FIG. 1 is a block diagram showing an outline of the hardware configuration of a programmable controller according to an embodiment of the present invention, FIG. 2 is an explanatory diagram of a drum counter command, and FIG. 3 is an explanatory diagram of a setting table 41 and a state memory 61. , 4 and 5 are flowcharts showing an outline of the software configuration of the programmable controller. 1... CPU, 2... System program memory, 3... Working memory, 4... User program memory, 5... Input/output device, 6... Input/output memory, 7... Program console, 41...

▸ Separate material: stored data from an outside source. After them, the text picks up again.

PR #1563, opened 2026-03-14
push: confirm upstream persistence when enabling tracking

legasik21:
Prompt when enabling ‘Set upstream’ so users can choose whether it applies once or is remembered for future pushes. Persist remembered choice in Push dialog state and restore it on reopen. Clear remembered behavior when users disable the checkbox so re-enabling requires confirmation again

### DIFF
--- a/cola/widgets/remote.py
+++ b/cola/widgets/remote.py
@@ -931,11 +931,9 @@ class Fetch(RemoteActionDialog):
 class Push(RemoteActionDialog):
     """Push to remote repositories"""
 
-    REMEMBER_UPSTREAM_STATE_KEY = 'remember_upstream'
-    UPSTREAM_STATE_KEY = 'upstream'
-
     def __init__(self, context, parent=None):
         super().__init__(context, PUSH, N_('Push'), parent=parent, icon=icons.push())
+        self.remember_upstream_checkbox_state = False
         self.upstream_checkbox.toggled.connect(self.upstream_checkbox_toggled)
 
     def upstream_checkbox_toggled(self, enabled):
@@ -944,9 +942,9 @@ class Push(RemoteActionDialog):
         Choose between one-time and remembered behavior.
         """
         if not enabled:
-            self._remember_upstream_checkbox = False
+            self.remember_upstream_checkbox_state = False
             return
-        if getattr(self, '_remember_upstream_checkbox', False):
+        if self.remember_upstream_checkbox_state:
             return
         title = N_('Set upstream')
         msg = N_(
@@ -958,7 +956,7 @@ class Push(RemoteActionDialog):
         )
         ok_text = N_('Yes, remember this setting for future pushes')
         cancel_text = N_('No, enable this setting just once for the next push')
-        self._remember_upstream_checkbox = Interaction.confirm(
+        self.remember_upstream_checkbox_state = Interaction.confirm(
             title,
             msg,
             info_txt,
@@ -974,10 +972,10 @@ class Push(RemoteActionDialog):
         state['force'] = get(self.force_checkbox)
         state['prompt'] = get(self.prompt_checkbox)
         state['tags'] = get(self.tags_checkbox)
-        remember_upstream = bool(getattr(self, '_remember_upstream_checkbox', False))
-        state[self.REMEMBER_UPSTREAM_STATE_KEY] = remember_upstream
-        if remember_upstream:
-            state['upstream'] = get(self.upstream_checkbox)
+        if self.remember_upstream_checkbox_state:
+            state['set_upstream_branch'] = get(self.upstream_checkbox)
+        else:
+            state.pop('set_upstream_branch', None)
         return state
 
     def apply_state(self, state):
@@ -992,13 +990,10 @@ class Push(RemoteActionDialog):
         # Restore the "tags" checkbox
         tags = bool(state.get('tags', False))
         self.tags_checkbox.setChecked(tags)
-        self._remember_upstream_checkbox = bool(
-            state.get(self.REMEMBER_UPSTREAM_STATE_KEY, False)
-        )
-        if self._remember_upstream_checkbox and self.UPSTREAM_STATE_KEY in state:
-            upstream = bool(state.get(self.UPSTREAM_STATE_KEY, False))
-            with qtutils.BlockSignals(self.upstream_checkbox):
-                self.upstream_checkbox.setChecked(bool(upstream))
+        set_upstream_branch = bool(state.get('set_upstream_branch', False))
+        self.remember_upstream_checkbox_state = set_upstream_branch
+        with qtutils.BlockSignals(self.upstream_checkbox):
+            self.upstream_checkbox.setChecked(set_upstream_branch)
         return result
 
 
--- a/test/remote_test.py
+++ b/test/remote_test.py
@@ -23,9 +23,7 @@ class FakeCheckbox:
 
 class DummyPushDialog:
     def __init__(self):
-        self.REMEMBER_UPSTREAM_STATE_KEY = 'remember_upstream'
-        self.UPSTREAM_STATE_KEY = 'upstream'
-        self._remember_upstream_checkbox = False
+        self.remember_upstream_checkbox_state = False
         self.context = Mock()
         self.force_checkbox = FakeCheckbox(False)
         self.prompt_checkbox = FakeCheckbox(True)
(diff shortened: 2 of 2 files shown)


cola/widgets/remote.py
```diff
@@ -931,15 +931,53 @@ def apply_state(self, state):
...
+    def upstream_checkbox_toggled(self, enabled):
+        """Prompt once when enabling upstream.
+
+        Choose between one-time and remembered behavior.
+        """
+        if not enabled:
+            self._remember_upstream_checkbox = False
+            return
+        if getattr(self, '_remember_upstream_checkbox', False):
+            return
```
davvid, line 948: Thanks for addressing my notes from the earlier version.

`self._remember_upstream_checkbox = False` should be initialized in the constructor.

After construction, `apply_state()` gets called, so we'll be able to flip this value to `True` during `apply_state`.

That should allow us to get the desired behavior without needing to store the this extra state in the `export/apply_state()` dict.

cola/widgets/remote.py
```diff
@@ -931,15 +931,53 @@ def apply_state(self, state):
...
+            'Do you want this setting to be remembered and apply to future pushes?'
+        )
+        ok_text = N_('Yes, remember this setting for future pushes')
+        cancel_text = N_('No, enable this setting just once for the next push')
+        self._remember_upstream_checkbox = Interaction.confirm(
+            title,
+            msg,
+            info_txt,
+            ok_text,
+            default=False,
```
davvid, line 964: Thanks for making the default value here `False`. If it were `True` then it would be slightly easier since users could just hit `Enter` to confirm, but since this behavior is opt-in having a default of `False` makes more sense.

cola/widgets/remote.py
```diff
@@ -931,15 +931,53 @@ def apply_state(self, state):
...
+        )
 
     def export_state(self):
         """Export persistent settings"""
         state = RemoteActionDialog.export_state(self)
         state['force'] = get(self.force_checkbox)
         state['prompt'] = get(self.prompt_checkbox)
         state['tags'] = get(self.tags_checkbox)
+        remember_upstream = bool(getattr(self, '_remember_upstream_checkbox', False))
+        state[self.REMEMBER_UPSTREAM_STATE_KEY] = remember_upstream
```
davvid: I want to believe that we can get the expected behavior without needing to store the `'remember'` key.

In other words.. if we have the `'upstream'` key set to `True` when applying settings then we know that they must have chosen to persist the setting.

cola/widgets/remote.py
```diff
@@ -931,15 +931,53 @@ def apply_state(self, state):
...
+        if remember_upstream:
+            state['upstream'] = get(self.upstream_checkbox)
```
davvid: I forget whether the dict is retained across runs, but if we wanted to handle the `else:` situation here (i.e. `remember_upstream` is False) then we could do `state.pop('upstream', None)` in an `else:` block here to ensure that the field is cleared when exporting.

cola/widgets/remote.py
```diff
@@ -931,15 +931,53 @@ def apply_state(self, state):
...
+        msg = N_(
+            'The upstream branch will be configured when branches are pushed.\n'
+            'This can affect all subsequent pushes.'
+        )
+        info_txt = N_(
+            'Do you want this setting to be remembered and apply to future pushes?'
+        )
+        ok_text = N_('Yes, remember this setting for future pushes')
+        cancel_text = N_('No, enable this setting just once for the next push')
+        self._remember_upstream_checkbox = Interaction.confirm(
```
davvid: This part here should be enough to get the expected behavior without needing to store a `'remember'` key. The class instance will know.

cola/widgets/remote.py
```diff
@@ -954,6 +992,13 @@ def apply_state(self, state):
         # Restore the "tags" checkbox
         tags = bool(state.get('tags', False))
         self.tags_checkbox.setChecked(tags)
+        self._remember_upstream_checkbox = bool(
+            state.get(self.REMEMBER_UPSTREAM_STATE_KEY, False)
+        )
+        if self._remember_upstream_checkbox and self.UPSTREAM_STATE_KEY in state:
+            upstream = bool(state.get(self.UPSTREAM_STATE_KEY, False))
+            with qtutils.BlockSignals(self.upstream_checkbox):
+                self.upstream_checkbox.setChecked(bool(upstream))
```
davvid: I believe this can be slightly simpler, but note that this method has to be involved with the `remember` state in order to have the choice persist.

Assume that we don't have the `'remember'` state in the dict, but we do have the `'upstream'` state set to True. We should be able to make it work with something along these lines without needing to write out a separate `'remember'` setting to disk:

```python
set_upstream_branch = bool(state.get('set_upstream_branch', False))
if set_upstream_branch: 
    # Ensure that `set_upstream_branch` will be re-exported.
    self._remember_upstream_checkbox = True

with qtutils.BlockSignals(self.upstream_checkbox):
    self.upstream_checkbox.setChecked(set_upstream_branch))
```

This example uses `set_upstream_branch` as the key name since that's a bit more explicit and closer to what's displayed in the UI. I'd suggest using that longer name.

BTW, it's okay to just use the key name directly rather than having a constant for it. We only use it twice (in `apply_state()` and `export_state()`) and that's what we do for the rest of the fields. We don't expect to use this key name outside of these specific methods or this class so it's fine IMO.

test/remote_test.py
```diff
@@ -0,0 +1,118 @@
+from unittest.mock import Mock
+from unittest.mock import patch
+
+from cola.widgets import remote
```
davvid, line 4: Thank you for adding a unit test for this feature!!

test/remote_test.py
```diff
@@ -0,0 +1,118 @@
...
+    def blockSignals(self, value):
+        previous = self.blocked
+        self.blocked = value
+        return previous
+
+
+class DummyPushDialog:
+    def __init__(self):
+        self.REMEMBER_UPSTREAM_STATE_KEY = 'remember_upstream'
+        self.UPSTREAM_STATE_KEY = 'upstream'
```
davvid: Ah, I hadn't seen that the tests also use these key names. Call me silly, but I still think it'd be okay. These tests are rather tightly coupled to the implementation, so I'm fine with this minimal amount of duplication in the name of simplicity.

test/remote_test.py
```diff
@@ -0,0 +1,118 @@
...
+        self.context = Mock()
+        self.force_checkbox = FakeCheckbox(False)
+        self.prompt_checkbox = FakeCheckbox(True)
+        self.tags_checkbox = FakeCheckbox(False)
+        self.upstream_checkbox = FakeCheckbox(False)
+
+
+def test_push_export_state_remembers_upstream_when_enabled():
+    dialog = DummyPushDialog()
+    dialog._remember_upstream_checkbox = True
```
davvid: Since the tests are banging on this boolean I would suggest just making it a "public" field and calling it `self.remember_upstream_checkbox_state` so that the tests don't look like they're diving into a "private" field. There's no harm in having it be "public".

test/remote_test.py
```diff
@@ -0,0 +1,118 @@
...
+    dialog.upstream_checkbox.setChecked(True)
+    with patch.object(remote.RemoteActionDialog, 'export_state', return_value={}):
+        state = remote.Push.export_state(dialog)
+    assert state['remember_upstream'] is True
+    assert state['upstream'] is True
```
davvid: I would almost suggest dropping the `is True` part and letting it be truthy. `assert <expr>` already ensures that `<expr>` is truthy.

davvid (changes requested):
Thanks for this new version. It's very very close now!! I really appreciate you taking this over the last mile. Very nicely done! This looks good to merge as soon as these last little details are ironed out.

legasik21:
Addressed all requested changes in eadf037. I simplified the persisted state to use set_upstream_branch, initialized the remember state in the constructor, and updated tests accordingly. Could you take another look?

cola/widgets/remote.py
```diff
@@ -932,14 +932,50 @@ class Push(RemoteActionDialog):
     """Push to remote repositories"""
 
     def __init__(self, context, parent=None):
+        self.remember_upstream_checkbox_state = False
```
davvid: Typically, all initialization should happen after calling the parent's init constructor.

I'll squash that in locally before merging. You'll have to `git reset --hard origin/main` post-merge to pickup the rewritten commit.

davvid:
The commits were merged -- github gets confused if I merge a rewritten commit before pushing the rewritten commit. I should have done it in the other order. It's merged.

Setting table, 61...Status memory.

Claims (1)

[Claims] 1 S set in the user program,
A counter means that can be arbitrarily controlled by U/D, CK, and R drum counter commands, a state memory that can be read out in bits by the user program, and an area associated with each bit of this state memory. a set value table in which data indicating each numerical range is stored; input means for writing arbitrary numerical range data into the set value table; and when a drum counter instruction read by the counter means is executed; Comparing means for sequentially comparing the counted value of the counter means with each numerical range data of the set value table and determining whether or not the counted value is within the set numerical range; and state updating means for determining the logic of each bit of the state memory corresponding to each numerical range data.